INFORMATION GIVEN:
- - -

Issue #376, opened 2017-10-17
TOCTOU vulnerability on Digiline serialized message size limit


Hawk777:
There is a time-of-check-to-time-of-use vulnerability in the Digiline serialized message limit. This code exploits it:

```lua
if event.type == "program" then
  local s = "hello hello hello hello hello asdf asdf das fa fas fadsf dsf adsf dsafa sd fasd fdsa"
  for i = 1, 10 do
    s = s .. s
  end
  local t = {}
  for i = 1, 150 do
    t[i] = s
  end
  local msg = {x = 27, y = 29}
  digiline_send("foo", msg)
  msg.z = t
end
```

If you were to move the `msg.z = t` line above the `digiline_send` line, no message would be sent because the serialized form is too long. By keeping it below, the message *as it exists when `digiline_send` is called* is small enough to pass the check, but because the table is never copied but only passed by reference into the Digiline network, the `msg.z = t` line adds a new key, with huge value, to the live table in the Digiline network and affects the message delivered to another node (verified by having another Luacontroller on the network print out whether `z` is a key in the received table or not, and it is).

DS-Minetest:
Possible fix:
Edit [these lines](https://github.com/minetest-mods/mesecons/blob/4f400f3fae1955a5a54e710167a91a2cba48d280/mesecons_luacontroller/init.lua#L291L293) to:
```lua
		minetest.after(0, digilines.receptor_send, pos, digiline.rules.default, channel, type(msg) == "table" and table.copy(msg) or msg)
```

numberZero:
@DS-Minetest `table.copy` does shallow copy, so won’t help.
Also, don’t forget there was a colon, thus
`minetest.after(0, digilines.receptor_send, digilines, pos,`

Note that you can check size limit at the same time as making the copy.

Hawk777:
`table.copy` is defined in Minetest core at `builtin/common/misc_helpers.lua`, and it’s a deep copy, not a shallow copy.

The Luacontroller source code includes the following comment:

- - -

ACTIVITY: Go through the data above and repeat all of it exactly.

RESULT:
Issue #376, opened 2017-10-17
TOCTOU vulnerability on Digiline serialized message size limit


Hawk777:
There is a time-of-check-to-time-of-use vulnerability in the Digiline serialized message limit. This code exploits it:

```lua
if event.type == "program" then
  local s = "hello hello hello hello hello asdf asdf das fa fas fadsf dsf adsf dsafa sd fasd fdsa"
  for i = 1, 10 do
    s = s .. s
  end
  local t = {}
  for i = 1, 150 do
    t[i] = s
  end
  local msg = {x = 27, y = 29}
  digiline_send("foo", msg)
  msg.z = t
end
```

If you were to move the `msg.z = t` line above the `digiline_send` line, no message would be sent because the serialized form is too long. By keeping it below, the message *as it exists when `digiline_send` is called* is small enough to pass the check, but because the table is never copied but only passed by reference into the Digiline network, the `msg.z = t` line adds a new key, with huge value, to the live table in the Digiline network and affects the message delivered to another node (verified by having another Luacontroller on the network print out whether `z` is a key in the received table or not, and it is).

DS-Minetest:
Possible fix:
Edit [these lines](https://github.com/minetest-mods/mesecons/blob/4f400f3fae1955a5a54e710167a91a2cba48d280/mesecons_luacontroller/init.lua#L291L293) to:
```lua
		minetest.after(0, digilines.receptor_send, pos, digiline.rules.default, channel, type(msg) == "table" and table.copy(msg) or msg)
```

numberZero:
@DS-Minetest `table.copy` does shallow copy, so won’t help.
Also, don’t forget there was a colon, thus
`minetest.after(0, digilines.receptor_send, digilines, pos,`

Note that you can check size limit at the same time as making the copy.

Hawk777:
`table.copy` is defined in Minetest core at `builtin/common/misc_helpers.lua`, and it’s a deep copy, not a shallow copy.

The Luacontroller source code includes the following comment:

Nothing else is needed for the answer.